In August 1st of 2018, Google’s Medic update swept through search results. It served a heavy blow to many unprepared for this broad core algorithm update.
Health sites were a notable target that tended to be hit harder, hence the ‘Medic Update’ moniker. In the aftermath of basically being google rolled, every digital marketer has been doing overtime to put up quality content.
This is to stabilize their individual SEO plans and keep themselves going on the race to first result in the search engines.
But how to recover from Google updates like this? Whether August 2018 dealt you and your company a bad hand, as it most affected sites like ones for dieting, nutrition, and medical devices, it still helps to have some idea of how to handle damage control.
And the vague statement from technologist and general SEO figurehead Danny Sullivan stating, “Just create great content (Haynes)” on Twitter is not helpful. The following isn’t a step-by-step procedure to follow, just tips. Try everything, check off things as you go….
Check for the Weak Point(s)
Making quality content is an excellent start, however. Following every quality rater guideline that stands for expertise, authoritativeness, and trust will help you in the long run, but it’s a fair no-brainer that content makes or breaks a page, and no doubt you and your company have been working on little more than determination and caffeine to ensure this.
Consider: it may not be your content. Your content can be high quality but the update hit affected ratings, even for websites that were doing really well beforehand. Things like a few unscrupulous reviews, Google deciding your site/page isn’t relevant enough, or not having enough traffic due to a high volume of low-quality content can take you down a few results.
If it’s your profile, it could be the links since we know landing pages are key to SEO. But Google search has begun to crack down on links that look like they were purchased or passed ‘under the table’ to get a better ranking for whatever website they got attached to.
If the websites you get the links from are of low authority (remember the quality rater guidelines) or full of spam, use the Google Disavow tool to let it be known you aren’t connected to those links.
If it’s credibility and legitimacy of the site, particularly regarding who owns it, then ensure the ‘About Us’ page is detailed and that the contact information is on every page. On content like blog posts and articles, perhaps a short bio of the creator with the education or credentials that showcase expertise and authority on the matter.
Marie Haynes brought up an important note in regards to what Google will consider spam. On her Twitter, she posts:
“From the latest hangout, if you are using G translate for parts of your content, be sure that you don’t show that content to search engines.
My note: Google often treats auto-translated as auto-generated and can consider it spam.”
Add and Update
Add to the quality, not quantity, of your content. It is tempting to put out a large article twice a week or however your traditional schedule does, but all that stuffing will be seen as the fluff it is, especially if it’s about topics covered by too many other sources on the internet.

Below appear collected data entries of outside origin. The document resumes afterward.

PR #3974, opened 2020-02-03
Respect last_unit_added when deciding whether to publish

rohanpm:
This is a follow-up to commits for issue #5951.
Previous commits made it so that mutating an erratum unit would set
last_unit_added on all affected repos; however, the code for deciding
whether to skip publish ignored this field and only looked at
RepositoryContentUnits, so the commits didn't fix the issue.

Fix this by checking last_unit_added as well, so we cover both the
"new RepositoryContentUnits created for the repo" and "unit shared
between multiple repos was updated" cases. Erratum units are the only
type known to fall into the latter case.

re: #5951
https://pulp.plan.io/issues/5951


ipanova (approved):

ipanova:
ok test

PR #3981, opened 2020-03-18
Fix last_publish method call

emilyzheng:
Method last_publish was not called properly so that a bound
method was used instead of its return. It made publish always
be fast-forward no matter repo has been published or not when
force_full=True is not set.

Added new case for testing this and fixed tests added before.

Closes #5659

### DIFF
--- a/devel/pulp/devel/mock_distributor.py
+++ b/devel/pulp/devel/mock_distributor.py
@@ -6,7 +6,7 @@ from pulp.plugins.model import PublishReport
 
 
 def get_publish_conduit(type_id=None, existing_units=None, pkg_dir=None, checksum_type="sha",
-                        repodata=None, last_published=None):
+                        repodata=None, last_published="2019-12-05 19:40:26.284627"):
     def build_success_report(summary, details):
         return PublishReport(True, summary, details)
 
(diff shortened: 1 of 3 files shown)


negillett:
@emilyzheng as part of this, could you check to see if changes to mock_distributor (devel/pulp/devel/mock_distributor.py), and there therefore test_distributor (server/test/unit/plugins/file/test_distributor.py), are necessary to support this behavior?

emilyzheng:
@nathanegillett test cases are updated.

negillett:
Thank you, @emilyzheng!

negillett (approved):

dkliban:
ok test

negillett:
Hey, @dkliban, it seems the build for this encountered an error. Could you check on it for us?

negillett:
@ipanova could someone take a look at this?

dkliban:
ok test

ipanova:
@nathanegillett @emilyzheng  this PR needs to refer to a new issue. the issue you have referring to  is already in the current_release state. I have opened a new one so please refer to it in the commit message so when we release we do not miss to include the commit in the release. Thanks https://pulp.plan.io/issues/6520

ipanova (approved):

ipanova:
@nathanegillett @emilyzheng  i have manually associated revisions with the proper commits no need to do anything :) thanks for the PR!

negillett:
Oh, thanks, @ipanova!

PR #3982, opened 2020-04-28
Handle emtpy consumer profiles properly

goosemania:
No longer create an applicability profile for empty consumer profiles.
Remove applicability profiles which refer to an empty consumer profile.

closes #6387
https://pulp.plan.io/issues/6387

### DIFF
--- a/server/pulp/server/managers/consumer/applicability.py
+++ b/server/pulp/server/managers/consumer/applicability.py
@@ -344,7 +344,7 @@ class ApplicabilityRegenerationManager(object):
 
         # Get all unit profiles associated with given consumers
         unit_profile_criteria = Criteria(
-            filters={'consumer_id': {'$in': consumer_ids}},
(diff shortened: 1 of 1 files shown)


server/pulp/server/managers/consumer/applicability.py
```diff
@@ -540,7 +532,16 @@ def remove_orphans():
         #
 
         # Find the profile hashes that exist in current UnitProfiles
-        active_profile_hashes = UnitProfile.get_collection().distinct('profile_hash')
+        unit_profile_coll = UnitProfile.get_collection()
+        active_profile_hashes = unit_profile_coll.distinct('profile_hash')
+
+        # Find if there are any empty consumer profiles, remove them from the active ones because
+        # applicability for those is not needed. Max is one profile per content type.
```
goosemania, line 539: 2 content types are supported, 'rpm' and 'modulemd', so max there will be 2 profiles to remove. In the majority of cases it will be 1 because 'rpm' profiles are almost never empty.

ipanova (approved):

PR #3984, opened 2020-05-08
Allow building docs with warnings

dralley:
A newer version of Sphinx warns about something that used to be ok,
but we run Sphinx with "treat warnings as errors" flag. At this
stage in Pulp 2's lifecycle, disabling this is fine.

closes: #6597
https://pulp.plan.io/issues/6597

### DIFF
--- a/docs/Makefile
+++ b/docs/Makefile
@@ -2,7 +2,7 @@
 #
 
 # You can set these variables from the command line.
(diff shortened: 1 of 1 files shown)


dralley:
Cherry pick PR https://github.com/pulp/pulp/pull/3985

dkliban (approved):

PR #3986, opened 2020-05-14
Fix batch regenerate applicability for repo

hao-yu:
Pulp calculates the applicability for repo in the batch size
of 10 but the profiles of the 10th consumer in the batch will
always be missed. This commit fixed it.

closes: #6724
https://pulp.plan.io/issues/6724

### DIFF
--- a/server/pulp/server/managers/consumer/applicability.py
+++ b/server/pulp/server/managers/consumer/applicability.py
@@ -149,9 +149,8 @@ class ApplicabilityRegenerationManager(object):
                         continue
                     seen_hashes.add(all_profiles_hash)
                     profiles = consumer_profile_map[consumer_id]['profiles']
-                    if len(profiles_to_process) < batch_size:
-                        profiles_to_process.append((repo_id, all_profiles_hash, profiles))
-                    else:
+                    profiles_to_process.append((repo_id, all_profiles_hash, profiles))
+                    if len(profiles_to_process) >= batch_size:
                         batch_regenerate_applicability_task.apply_async(
                             (profiles_to_process,), **{'group_id': task_group_id})
                         profiles_to_process = []


server/pulp/server/managers/consumer/applicability.py
```diff
@@ -152,6 +152,7 @@ def queue_regenerate_applicability_for_repos(repo_criteria):
                     if len(profiles_to_process) < batch_size:
                         profiles_to_process.append((repo_id, all_profiles_hash, profiles))
                     else:
+                        profiles_to_process.append((repo_id, all_profiles_hash, profiles))
                         batch_regenerate_applicability_task.apply_async(
                             (profiles_to_process,), **{'group_id': task_group_id})
                         profiles_to_process = []
```
goosemania: It seems like the same code is in both condition statements, should it just be outside?
```
profiles_to_process.append((repo_id, all_profiles_hash, profiles))
if len(profiles_to_process) >= batch_size:
    batch_regenerate_applicability_task.apply_async(
        (profiles_to_process,), **{'group_id': task_group_id})
￼   profiles_to_process = []
```
@hao-yu , what do you think?
And thanks for the patch!

goosemania (changes requested):

server/pulp/server/managers/consumer/applicability.py
hao-yu: Yeah, that looks good to me. I will make the change and re-submit the patch. Thanks for the suggestion.

hao-yu:
>
             for consumer_id in repo_consumer_map[repo_id]:
                if consumer_id in consumer_profile_map:
                    all_profiles_hash = consumer_profile_map[consumer_id]['all_profiles_hash']
                    if all_profiles_hash in seen_hashes:
                        continue
                    seen_hashes.add(all_profiles_hash)

@goosemania Looks like I found another bug here. The seen_hashes condition will cause all the consumers with exactly the same all_profile_hash to be skipped. For example, I have 100 hosts and all of them have exactly the same installed packages. Only the first 1 will get calculated. I think the fix is to remove the seen_hashes condition. What do you think? Do you want me to include it in this patch?

goosemania:
@hao-yu , I think it's a desired behaviour, let me know if I misunderstood you.

Applicability is calculated for a profile, not for a consumer, so the same calculation doesn't happen multiple times. When one queries the applicability results, Pulp looks at the consumer and finds applicability results for its profile.

hao-yu:
@goosemania , Ah sorry. You are right. Consumer looks for repo profile applicability by profile. Thanks.

hao-yu:
@goosemania done!

hao-yu:
@goosemania I think I found a regression of a previous commit. Please check this out:

https://github.com/pulp/pulp/pull/3990

Thanks.

goosemania:
@hao-yu , I was on a vacation, sorry for the delay.
Thanks for the changes, looks good!

goosemania (approved):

Make your content detailed, specific, elaborate, using real experiences by your very real colleagues as a frame for finding what you can create content on.
Look into past content and update it all, even if just adding or replacing another paragraph. This keeps the article or blog post or whatever form of content relevant to the user experience.
Treat adding and updating like a college essay. Do the research and make sure the sources cited are excellent, as well as using pictures, videos, infographics, statistics, anything that will be a good indicator of successful content.
Keywords are important, so either get a pen and paper or open a new note or document and jot down keywords. There’s something generally and widely beneficial about simply getting words down in physical form.
A note: Google has relaxed on the ‘exact match’ when screening keywords, due in part to many keyword and keyword phrases being ungrammatical. Please grammatically correct anything for your SEO strategy, but especially keywords.
Merging your content pieces is one way to avoid duplicates, something you really want to avoid in SEO, and it will increase the word count, particularly when you merge that data with a more popular piece.
Several landing pages targeting the same keyword has been an issue in the Medic update aftermath, and duplicate results not only annoy Google into knocking you down deep into the last pages of search results, but it also provides competition against yourself.
Avoid the infighting and the Google algorithm hiding your content by running your content and keywords through an advanced search operator. Locate what you need, then merge everything together, trimming and replacing wherever needed.
Put Up Some Lights
By this, I mean to make yourself seen. Make your website seen by many. Visibility, visibility, visibility. How to increase this, since doing so will bump you up in the results page?
The most prominently known tool is the Google Search Console, known in the past as Google Webmaster Tools. It’s free and for webmasters and website maintenance, used to aid in being seen and checking one’s site in the digital index.
Bottom Line
Recovery is always a slow and unpleasant process, filled with frustration, crumpled papers (literally or metaphorically), and an extra heap of hard work. But ensuring that your ratings stabilize and that your company is working for your benefit, all in the chaotic crazy aftermath of an updated named ‘Medic’, is worth the headache. And that sweet, sweet digital traffic.